Sam Rosenberg, executive director of Reside New York, a marketing company that helps renters and developers navigate the housing lottery, said that the new re-rental process has worked much better than the lottery.

Instead of a lottery, the re-rental process operates as first-come, first-served. This means any applicants for an apartment truly want that particular apartment and are ready to move forward. 

"If someone applied today for this opportunity, they're probably interested, and they're ready to move. But if this applicant applied today, and they have to wait 60 days until the lottery is over, in the meantime, they could have been settled somewhere,” Rosenberg said. This process speeds wait times along and there have been discussions about making the entire lottery function on a first-come, first-served basis as well, he said.  

Potential fixes to Housing Connect 

While some housing advocates have called for getting rid of the Housing Connect site altogether, others believe there are other ways to make the lottery process less burdensome without scrapping the entire online system.  
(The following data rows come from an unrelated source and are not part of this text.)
PR #12969, opened 2025-04-18
Obfuscate username in tracing URL

jtfmumm:
A URL username can be a secret token, so we should avoid logging it.

### DIFF
--- a/crates/uv-auth/src/middleware.rs
+++ b/crates/uv-auth/src/middleware.rs
@@ -506,32 +506,29 @@ impl AuthMiddleware {
 }
 
 fn tracing_url(request: &Request, credentials: Option<&Credentials>) -> String {
-    if tracing::enabled!(tracing::Level::DEBUG) {
-        let mut url = request.url().clone();
-        if credentials
-            .as_ref()
-            .and_then(|credentials| credentials.username())
-            .is_some()
-        {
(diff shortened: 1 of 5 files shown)


jtfmumm:
> I think we might need a way to recover this, because it can be important for debugging to see which username is being used (this is frequently relevant since the username is used downstream, e.g., in keyring fetches).

> Separately, should we only obfuscate the username if we don't have a password? That's the only case where it can be a token, right?

It's possible but probably pretty uncommon for people to accidentally switch the two. For now, I could update it to only obfuscate the username when it's on its own (since it's still more secure than `main`).

jtfmumm:
I've updated to only mask the username when it's on its own and added a test for the various scenarios.

crates/uv-auth/src/middleware.rs
```diff
@@ -506,31 +506,29 @@ impl AuthMiddleware {
...
+    }
+
+    let mut url = request.url().clone();
+    if let Some(creds) = credentials {
+        if creds.password().is_some() {
+            if let Some(username) = creds.username() {
+                let _ = url.set_username(username);
+            }
             let _ = url.set_password(Some("****"));
+        } else if creds.username().is_some() {
```
zanieb, line 520: A comment would probably be helpful here, re. tokens

zanieb (approved):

Sam Posner, president of Tax Solute Consulting, said that overall the Housing Connect system functions well in its current iteration. However, Posner, who acts as a middleman between HPD and owners, could identify a few helpful changes such as a notification system that would let his company know when pre-selected applicants have submitted documents. 

“If I reach out to you and I reach out to a bunch of people, tomorrow I won't get any notifications that you uploaded the documents,” Posner said. “You have to go through a logbook with 3,000 people. It’s hard, every morning, to go through 3,000 people who have uploaded their documents.”

Rosenberg doubts that the city will get rid of Housing Connect entirely, given how much has been invested in its use. It’s also not as simple as fixing a piece of software: 

"When you talk about the lottery process, it’s based on the rules, the laws that technically these are all something City Council approved, and they must follow these steps,” he said. 

A question of timing

Ilana Schwartz, CEO of OMG, a real estate marketing company that creates campaigns for housing lotteries (and is a Brick Underground sponsor), said the issue isn’t Housing Connect itself but the overlapping timing of the lotteries. 

“There are so many lotteries that go live at the same time instead of spreading them out,” she said. This leaves buildings competing with each other for the same eligible applicants at the same time. 

Another challenge arises when marketers like her are trying to promote apartments with rents at 100 percent of area median income (AMI is the metric used to determine affordable rents). That pits owners with lottery apartments available against the owners of market-rate apartments which are immediately available, instead of after 60 days, for the same pool of prospective renters. 

“If I can just apply to a building at a market rate and move in next month, I’m confused,” she said. “I won’t know if I get selected in the lottery until the lottery closes.” That uncertainty makes housing lottery slots less appealing. 

“I don't think the challenges are necessarily in the 2.0 Housing Connect website, but a larger conversation about what is affordable housing, when these lotteries should be going live,” she said. 

What should lottery applicants do now?

For now, Rosenberg advised prospective renters to continue applying to the lotteries. “There are so many units available. I would say every day you have another project coming up on Housing Connect,” he said. 

There are many rental opportunities for middle- and moderate-income earners, not just those with low incomes, Rosenberg said. 

He advised applicants to respond promptly when someone reaches out to them for documents so they don’t miss out on an opportunity.

"This is a very fair and transparent process. So when someone is in it, I believe they have a good chance to win it,” he said.